*Aim of the exercise*
Filter the entries, keeping every line with the word "urls".

# # # #

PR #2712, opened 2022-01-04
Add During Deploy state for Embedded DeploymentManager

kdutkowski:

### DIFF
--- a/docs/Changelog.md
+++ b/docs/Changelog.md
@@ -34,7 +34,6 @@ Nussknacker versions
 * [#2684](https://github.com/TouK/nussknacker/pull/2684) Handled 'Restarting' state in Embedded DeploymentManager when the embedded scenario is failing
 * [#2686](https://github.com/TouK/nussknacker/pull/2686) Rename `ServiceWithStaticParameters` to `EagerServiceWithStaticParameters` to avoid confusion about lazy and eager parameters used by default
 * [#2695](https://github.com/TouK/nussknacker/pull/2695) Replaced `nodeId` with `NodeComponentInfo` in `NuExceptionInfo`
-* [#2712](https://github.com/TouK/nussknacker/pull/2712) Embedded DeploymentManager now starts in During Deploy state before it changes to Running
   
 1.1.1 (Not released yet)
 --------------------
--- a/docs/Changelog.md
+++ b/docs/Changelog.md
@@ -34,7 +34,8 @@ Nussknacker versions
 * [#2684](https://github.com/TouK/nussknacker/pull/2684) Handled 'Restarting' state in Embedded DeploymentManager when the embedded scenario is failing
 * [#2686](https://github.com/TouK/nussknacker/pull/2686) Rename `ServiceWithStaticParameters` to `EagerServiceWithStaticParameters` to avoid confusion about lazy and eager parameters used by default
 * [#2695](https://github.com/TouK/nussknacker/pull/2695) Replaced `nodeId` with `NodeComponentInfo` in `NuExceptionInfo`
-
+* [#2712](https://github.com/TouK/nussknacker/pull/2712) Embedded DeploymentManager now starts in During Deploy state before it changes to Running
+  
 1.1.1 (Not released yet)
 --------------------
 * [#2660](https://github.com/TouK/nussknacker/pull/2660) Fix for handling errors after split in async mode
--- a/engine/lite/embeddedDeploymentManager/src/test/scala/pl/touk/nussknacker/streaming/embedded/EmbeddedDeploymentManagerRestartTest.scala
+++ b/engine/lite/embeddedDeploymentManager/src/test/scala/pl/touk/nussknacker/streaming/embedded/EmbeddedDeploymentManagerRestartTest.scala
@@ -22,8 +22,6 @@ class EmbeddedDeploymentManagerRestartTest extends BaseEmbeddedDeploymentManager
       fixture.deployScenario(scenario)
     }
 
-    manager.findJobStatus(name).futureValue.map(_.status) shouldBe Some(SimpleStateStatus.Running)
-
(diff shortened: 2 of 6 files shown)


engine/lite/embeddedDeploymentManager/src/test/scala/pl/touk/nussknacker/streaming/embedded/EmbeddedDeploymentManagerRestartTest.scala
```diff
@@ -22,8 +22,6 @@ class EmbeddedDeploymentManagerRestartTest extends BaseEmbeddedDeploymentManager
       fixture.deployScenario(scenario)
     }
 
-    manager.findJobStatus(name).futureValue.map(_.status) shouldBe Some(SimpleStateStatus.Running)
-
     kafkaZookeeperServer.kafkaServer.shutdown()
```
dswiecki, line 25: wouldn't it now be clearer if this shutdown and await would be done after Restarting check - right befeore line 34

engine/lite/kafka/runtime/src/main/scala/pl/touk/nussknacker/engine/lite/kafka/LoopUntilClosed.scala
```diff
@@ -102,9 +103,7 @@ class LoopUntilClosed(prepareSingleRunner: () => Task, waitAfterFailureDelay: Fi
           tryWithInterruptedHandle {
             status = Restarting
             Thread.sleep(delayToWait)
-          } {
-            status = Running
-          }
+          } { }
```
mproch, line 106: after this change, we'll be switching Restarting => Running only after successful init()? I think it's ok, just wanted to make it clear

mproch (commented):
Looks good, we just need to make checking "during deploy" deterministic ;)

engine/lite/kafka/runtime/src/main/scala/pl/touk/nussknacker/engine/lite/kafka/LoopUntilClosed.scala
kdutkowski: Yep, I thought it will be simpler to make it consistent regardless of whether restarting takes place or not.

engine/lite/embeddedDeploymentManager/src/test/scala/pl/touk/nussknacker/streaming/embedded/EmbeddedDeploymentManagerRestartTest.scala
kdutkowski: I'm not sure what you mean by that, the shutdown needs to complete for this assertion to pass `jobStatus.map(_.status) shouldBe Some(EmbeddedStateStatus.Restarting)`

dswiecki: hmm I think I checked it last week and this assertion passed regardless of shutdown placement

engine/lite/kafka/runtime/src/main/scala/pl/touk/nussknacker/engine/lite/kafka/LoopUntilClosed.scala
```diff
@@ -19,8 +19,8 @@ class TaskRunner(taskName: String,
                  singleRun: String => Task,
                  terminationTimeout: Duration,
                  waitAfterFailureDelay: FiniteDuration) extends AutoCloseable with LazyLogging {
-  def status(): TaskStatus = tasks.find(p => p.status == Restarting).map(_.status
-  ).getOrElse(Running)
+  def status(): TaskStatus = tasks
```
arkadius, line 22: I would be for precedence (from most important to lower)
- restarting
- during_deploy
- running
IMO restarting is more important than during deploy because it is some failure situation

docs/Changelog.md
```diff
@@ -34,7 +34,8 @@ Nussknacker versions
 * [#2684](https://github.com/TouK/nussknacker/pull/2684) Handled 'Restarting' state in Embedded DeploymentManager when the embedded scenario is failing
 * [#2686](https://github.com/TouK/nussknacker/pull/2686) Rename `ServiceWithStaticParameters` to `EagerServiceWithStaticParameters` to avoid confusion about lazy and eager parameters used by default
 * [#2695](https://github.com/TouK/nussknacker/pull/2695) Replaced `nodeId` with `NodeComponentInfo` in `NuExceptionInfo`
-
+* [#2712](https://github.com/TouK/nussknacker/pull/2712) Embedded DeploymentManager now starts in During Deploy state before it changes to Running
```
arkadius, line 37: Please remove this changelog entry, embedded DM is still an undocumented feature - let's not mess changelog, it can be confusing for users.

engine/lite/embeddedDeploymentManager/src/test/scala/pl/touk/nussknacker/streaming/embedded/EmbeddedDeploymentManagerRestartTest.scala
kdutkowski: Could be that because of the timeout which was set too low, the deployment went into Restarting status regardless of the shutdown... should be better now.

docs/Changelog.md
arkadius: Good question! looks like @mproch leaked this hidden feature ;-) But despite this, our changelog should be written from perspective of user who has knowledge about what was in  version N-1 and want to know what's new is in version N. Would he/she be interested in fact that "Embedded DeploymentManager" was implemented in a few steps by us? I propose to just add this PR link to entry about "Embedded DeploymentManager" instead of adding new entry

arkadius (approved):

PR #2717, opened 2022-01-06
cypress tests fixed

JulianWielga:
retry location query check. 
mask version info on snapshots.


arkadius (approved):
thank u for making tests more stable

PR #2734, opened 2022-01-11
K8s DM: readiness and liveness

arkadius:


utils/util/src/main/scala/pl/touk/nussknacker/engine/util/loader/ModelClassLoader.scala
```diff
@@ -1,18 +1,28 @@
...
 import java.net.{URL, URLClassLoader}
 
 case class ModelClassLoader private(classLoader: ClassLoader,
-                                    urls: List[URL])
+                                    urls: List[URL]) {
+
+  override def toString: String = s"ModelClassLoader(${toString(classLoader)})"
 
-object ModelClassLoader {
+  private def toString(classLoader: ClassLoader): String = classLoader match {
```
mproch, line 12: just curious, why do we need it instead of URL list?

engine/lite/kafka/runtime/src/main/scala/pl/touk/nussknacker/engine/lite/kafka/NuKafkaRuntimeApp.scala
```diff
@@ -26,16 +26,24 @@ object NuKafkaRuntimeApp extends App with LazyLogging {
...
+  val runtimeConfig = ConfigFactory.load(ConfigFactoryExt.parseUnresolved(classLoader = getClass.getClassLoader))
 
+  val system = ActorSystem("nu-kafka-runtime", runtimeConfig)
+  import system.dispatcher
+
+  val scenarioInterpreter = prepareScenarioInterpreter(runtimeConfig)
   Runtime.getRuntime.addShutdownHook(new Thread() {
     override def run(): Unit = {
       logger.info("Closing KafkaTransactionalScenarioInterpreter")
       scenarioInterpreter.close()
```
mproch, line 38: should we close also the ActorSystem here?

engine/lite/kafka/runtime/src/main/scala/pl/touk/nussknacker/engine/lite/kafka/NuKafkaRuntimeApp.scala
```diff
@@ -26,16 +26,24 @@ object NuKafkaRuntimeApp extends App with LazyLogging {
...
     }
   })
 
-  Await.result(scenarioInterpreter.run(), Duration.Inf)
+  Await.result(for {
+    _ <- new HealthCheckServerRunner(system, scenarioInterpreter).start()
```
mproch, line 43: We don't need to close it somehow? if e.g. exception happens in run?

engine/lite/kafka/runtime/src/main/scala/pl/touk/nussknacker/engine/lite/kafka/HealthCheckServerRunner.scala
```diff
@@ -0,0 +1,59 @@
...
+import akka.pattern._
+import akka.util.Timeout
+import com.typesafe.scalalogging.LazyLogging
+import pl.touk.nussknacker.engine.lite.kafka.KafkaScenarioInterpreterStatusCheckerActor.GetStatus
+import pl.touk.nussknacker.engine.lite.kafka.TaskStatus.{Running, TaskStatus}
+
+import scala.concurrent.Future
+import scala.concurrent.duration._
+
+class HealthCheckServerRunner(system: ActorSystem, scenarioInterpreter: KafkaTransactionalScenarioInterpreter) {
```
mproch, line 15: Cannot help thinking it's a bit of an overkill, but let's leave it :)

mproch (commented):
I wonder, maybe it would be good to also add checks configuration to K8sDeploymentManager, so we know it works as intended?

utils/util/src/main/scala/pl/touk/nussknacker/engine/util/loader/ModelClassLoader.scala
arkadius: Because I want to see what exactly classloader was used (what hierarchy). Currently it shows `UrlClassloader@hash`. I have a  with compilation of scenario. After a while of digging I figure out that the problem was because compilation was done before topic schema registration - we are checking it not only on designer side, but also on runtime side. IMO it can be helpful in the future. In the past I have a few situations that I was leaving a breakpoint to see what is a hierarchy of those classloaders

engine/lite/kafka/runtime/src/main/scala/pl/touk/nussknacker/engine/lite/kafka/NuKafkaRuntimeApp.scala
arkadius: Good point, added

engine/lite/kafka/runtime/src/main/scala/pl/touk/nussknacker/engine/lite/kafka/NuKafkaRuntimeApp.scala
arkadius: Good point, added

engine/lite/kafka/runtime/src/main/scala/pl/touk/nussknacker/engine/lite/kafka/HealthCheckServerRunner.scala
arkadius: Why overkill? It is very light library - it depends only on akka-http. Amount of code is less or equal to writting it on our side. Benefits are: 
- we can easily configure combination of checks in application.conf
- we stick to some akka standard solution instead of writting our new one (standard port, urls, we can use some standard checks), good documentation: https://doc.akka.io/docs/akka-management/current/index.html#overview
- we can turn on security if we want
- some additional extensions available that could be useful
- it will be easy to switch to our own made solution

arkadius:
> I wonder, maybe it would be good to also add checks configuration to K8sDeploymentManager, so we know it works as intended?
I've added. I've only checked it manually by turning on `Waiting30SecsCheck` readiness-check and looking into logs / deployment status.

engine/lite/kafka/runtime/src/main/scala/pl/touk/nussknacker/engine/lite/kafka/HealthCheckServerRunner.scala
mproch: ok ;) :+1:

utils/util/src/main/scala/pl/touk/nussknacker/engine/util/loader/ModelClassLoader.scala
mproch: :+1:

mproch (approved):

# # # #

*Answer section*
-                                    urls: List[URL])
+                                    urls: List[URL]) {
- we stick to some akka standard solution instead of writting our new one (standard port, urls, we can use some standard checks), good documentation: https://doc.akka.io/docs/akka-management/current/index.html#overview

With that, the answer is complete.